Only the lines that hold "Once" should be in the answer, each copied from the data below.

------ Data provided

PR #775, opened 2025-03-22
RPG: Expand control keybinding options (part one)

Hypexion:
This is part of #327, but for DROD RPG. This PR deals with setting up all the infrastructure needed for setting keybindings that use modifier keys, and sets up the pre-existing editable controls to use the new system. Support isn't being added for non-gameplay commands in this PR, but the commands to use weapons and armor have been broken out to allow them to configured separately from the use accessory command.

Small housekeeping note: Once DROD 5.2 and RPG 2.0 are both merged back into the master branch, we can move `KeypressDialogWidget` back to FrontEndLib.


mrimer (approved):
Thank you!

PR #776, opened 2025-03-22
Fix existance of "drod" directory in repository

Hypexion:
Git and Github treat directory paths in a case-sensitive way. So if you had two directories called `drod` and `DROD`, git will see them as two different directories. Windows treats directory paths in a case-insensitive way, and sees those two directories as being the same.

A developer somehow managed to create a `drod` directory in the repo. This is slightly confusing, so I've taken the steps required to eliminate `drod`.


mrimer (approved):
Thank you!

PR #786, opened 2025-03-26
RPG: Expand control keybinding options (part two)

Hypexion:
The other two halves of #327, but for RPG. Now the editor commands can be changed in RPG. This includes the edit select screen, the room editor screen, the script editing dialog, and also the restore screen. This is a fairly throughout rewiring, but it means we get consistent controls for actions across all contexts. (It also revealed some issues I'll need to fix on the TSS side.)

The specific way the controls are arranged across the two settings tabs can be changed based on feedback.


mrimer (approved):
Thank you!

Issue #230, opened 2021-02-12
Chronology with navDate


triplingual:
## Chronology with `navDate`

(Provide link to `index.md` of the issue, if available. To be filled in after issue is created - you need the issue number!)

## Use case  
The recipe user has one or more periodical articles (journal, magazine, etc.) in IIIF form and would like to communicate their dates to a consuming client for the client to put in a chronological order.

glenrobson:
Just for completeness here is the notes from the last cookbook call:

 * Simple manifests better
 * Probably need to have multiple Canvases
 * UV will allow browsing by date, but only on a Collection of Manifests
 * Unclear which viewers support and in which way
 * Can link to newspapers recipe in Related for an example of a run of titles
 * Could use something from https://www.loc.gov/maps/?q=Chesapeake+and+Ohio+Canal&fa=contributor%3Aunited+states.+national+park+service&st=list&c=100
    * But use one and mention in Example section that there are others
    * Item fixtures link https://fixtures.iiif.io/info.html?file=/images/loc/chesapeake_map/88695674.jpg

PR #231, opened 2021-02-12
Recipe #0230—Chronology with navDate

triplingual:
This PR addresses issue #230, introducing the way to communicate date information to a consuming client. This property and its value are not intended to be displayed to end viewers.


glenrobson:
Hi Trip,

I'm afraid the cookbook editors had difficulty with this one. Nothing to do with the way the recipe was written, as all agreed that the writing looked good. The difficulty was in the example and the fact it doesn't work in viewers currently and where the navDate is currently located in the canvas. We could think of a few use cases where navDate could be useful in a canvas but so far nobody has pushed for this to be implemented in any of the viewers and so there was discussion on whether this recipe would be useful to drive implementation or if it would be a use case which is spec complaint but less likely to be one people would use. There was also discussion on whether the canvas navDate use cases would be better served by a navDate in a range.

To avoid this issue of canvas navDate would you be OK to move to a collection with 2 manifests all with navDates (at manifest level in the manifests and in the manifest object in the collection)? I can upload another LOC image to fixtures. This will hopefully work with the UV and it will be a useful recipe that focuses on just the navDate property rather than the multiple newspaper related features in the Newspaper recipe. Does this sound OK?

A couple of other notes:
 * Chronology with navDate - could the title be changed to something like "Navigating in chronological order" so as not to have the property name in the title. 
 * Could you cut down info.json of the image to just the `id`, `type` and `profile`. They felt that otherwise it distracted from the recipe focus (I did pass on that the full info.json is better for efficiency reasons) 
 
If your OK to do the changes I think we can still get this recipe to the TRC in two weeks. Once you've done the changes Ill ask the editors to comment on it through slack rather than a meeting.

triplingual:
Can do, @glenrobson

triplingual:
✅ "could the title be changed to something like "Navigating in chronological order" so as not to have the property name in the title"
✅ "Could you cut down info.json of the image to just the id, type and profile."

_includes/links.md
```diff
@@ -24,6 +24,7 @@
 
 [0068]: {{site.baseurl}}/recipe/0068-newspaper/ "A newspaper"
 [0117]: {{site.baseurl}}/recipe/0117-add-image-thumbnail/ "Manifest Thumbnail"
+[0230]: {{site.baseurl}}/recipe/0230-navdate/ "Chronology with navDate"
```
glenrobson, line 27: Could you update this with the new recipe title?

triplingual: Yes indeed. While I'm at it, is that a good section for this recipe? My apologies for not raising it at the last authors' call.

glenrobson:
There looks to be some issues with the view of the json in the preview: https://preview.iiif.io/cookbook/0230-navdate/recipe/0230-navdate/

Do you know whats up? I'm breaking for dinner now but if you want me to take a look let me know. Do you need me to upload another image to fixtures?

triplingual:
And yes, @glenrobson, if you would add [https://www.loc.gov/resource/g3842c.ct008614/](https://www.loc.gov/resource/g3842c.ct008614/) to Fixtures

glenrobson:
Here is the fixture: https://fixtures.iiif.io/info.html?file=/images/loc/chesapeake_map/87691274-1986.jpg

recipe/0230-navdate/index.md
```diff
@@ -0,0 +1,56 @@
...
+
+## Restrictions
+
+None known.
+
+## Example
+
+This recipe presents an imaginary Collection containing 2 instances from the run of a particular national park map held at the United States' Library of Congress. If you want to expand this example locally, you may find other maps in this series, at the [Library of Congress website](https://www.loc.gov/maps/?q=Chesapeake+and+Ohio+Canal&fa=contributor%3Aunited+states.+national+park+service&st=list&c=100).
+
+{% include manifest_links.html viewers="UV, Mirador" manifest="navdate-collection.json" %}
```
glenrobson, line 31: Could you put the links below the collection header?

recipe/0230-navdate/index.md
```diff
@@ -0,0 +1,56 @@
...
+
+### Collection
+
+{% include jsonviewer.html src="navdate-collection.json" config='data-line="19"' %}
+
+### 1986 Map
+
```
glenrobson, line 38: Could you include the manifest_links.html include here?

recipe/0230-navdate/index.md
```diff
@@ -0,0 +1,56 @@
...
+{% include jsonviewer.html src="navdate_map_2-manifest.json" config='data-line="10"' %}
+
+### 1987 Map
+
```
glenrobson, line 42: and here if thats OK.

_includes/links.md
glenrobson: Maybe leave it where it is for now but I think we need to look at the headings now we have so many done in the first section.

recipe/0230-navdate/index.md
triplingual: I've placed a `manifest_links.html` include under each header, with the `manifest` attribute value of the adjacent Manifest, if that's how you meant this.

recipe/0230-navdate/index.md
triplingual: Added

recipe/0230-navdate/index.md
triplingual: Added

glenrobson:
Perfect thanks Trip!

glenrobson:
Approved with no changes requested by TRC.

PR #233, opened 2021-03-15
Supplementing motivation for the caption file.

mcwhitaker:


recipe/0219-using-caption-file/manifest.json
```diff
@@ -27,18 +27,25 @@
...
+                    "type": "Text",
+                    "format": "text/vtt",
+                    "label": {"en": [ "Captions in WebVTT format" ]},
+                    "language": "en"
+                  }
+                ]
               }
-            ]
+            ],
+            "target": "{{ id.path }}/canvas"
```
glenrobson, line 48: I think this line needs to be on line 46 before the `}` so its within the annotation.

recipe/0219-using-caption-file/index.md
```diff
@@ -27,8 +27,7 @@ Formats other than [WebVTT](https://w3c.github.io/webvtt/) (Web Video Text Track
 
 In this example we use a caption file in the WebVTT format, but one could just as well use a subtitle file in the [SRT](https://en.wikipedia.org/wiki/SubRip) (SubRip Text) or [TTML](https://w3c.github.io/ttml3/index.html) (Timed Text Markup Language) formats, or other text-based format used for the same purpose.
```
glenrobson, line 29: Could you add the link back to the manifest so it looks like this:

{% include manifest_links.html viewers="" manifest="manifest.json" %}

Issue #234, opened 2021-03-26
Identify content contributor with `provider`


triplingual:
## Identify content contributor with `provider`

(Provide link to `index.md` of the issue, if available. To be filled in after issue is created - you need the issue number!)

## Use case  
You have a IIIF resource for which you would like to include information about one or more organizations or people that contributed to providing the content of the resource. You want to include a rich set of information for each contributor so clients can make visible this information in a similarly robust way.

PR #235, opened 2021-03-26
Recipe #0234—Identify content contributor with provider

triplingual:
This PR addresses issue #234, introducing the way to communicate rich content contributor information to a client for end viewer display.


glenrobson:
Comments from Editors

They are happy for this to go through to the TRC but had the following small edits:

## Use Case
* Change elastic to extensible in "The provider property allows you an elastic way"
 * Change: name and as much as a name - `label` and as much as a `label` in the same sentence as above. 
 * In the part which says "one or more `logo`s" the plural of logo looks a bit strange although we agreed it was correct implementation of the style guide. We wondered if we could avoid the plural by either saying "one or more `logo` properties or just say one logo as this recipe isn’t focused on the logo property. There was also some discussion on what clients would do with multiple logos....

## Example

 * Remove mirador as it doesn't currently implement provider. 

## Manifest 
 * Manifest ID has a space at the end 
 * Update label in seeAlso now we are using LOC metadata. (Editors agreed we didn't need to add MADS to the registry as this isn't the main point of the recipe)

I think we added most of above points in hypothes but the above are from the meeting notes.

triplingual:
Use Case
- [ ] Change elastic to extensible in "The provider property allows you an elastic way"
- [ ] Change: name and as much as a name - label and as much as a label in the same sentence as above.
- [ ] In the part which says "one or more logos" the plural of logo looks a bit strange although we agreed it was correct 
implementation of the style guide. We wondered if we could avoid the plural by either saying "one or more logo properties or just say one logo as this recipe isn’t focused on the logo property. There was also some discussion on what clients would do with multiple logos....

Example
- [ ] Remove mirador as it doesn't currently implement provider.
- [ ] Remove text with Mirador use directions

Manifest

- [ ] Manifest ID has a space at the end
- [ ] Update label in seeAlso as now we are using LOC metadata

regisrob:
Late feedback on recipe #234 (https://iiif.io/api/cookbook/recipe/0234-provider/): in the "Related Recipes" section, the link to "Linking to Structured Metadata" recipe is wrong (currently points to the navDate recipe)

------------

*Final answer*
Small housekeeping note: Once DROD 5.2 and RPG 2.0 are both merged back into the master branch, we can move `KeypressDialogWidget` back to FrontEndLib.
If your OK to do the changes I think we can still get this recipe to the TRC in two weeks. Once you've done the changes Ill ask the editors to comment on it through slack rather than a meeting.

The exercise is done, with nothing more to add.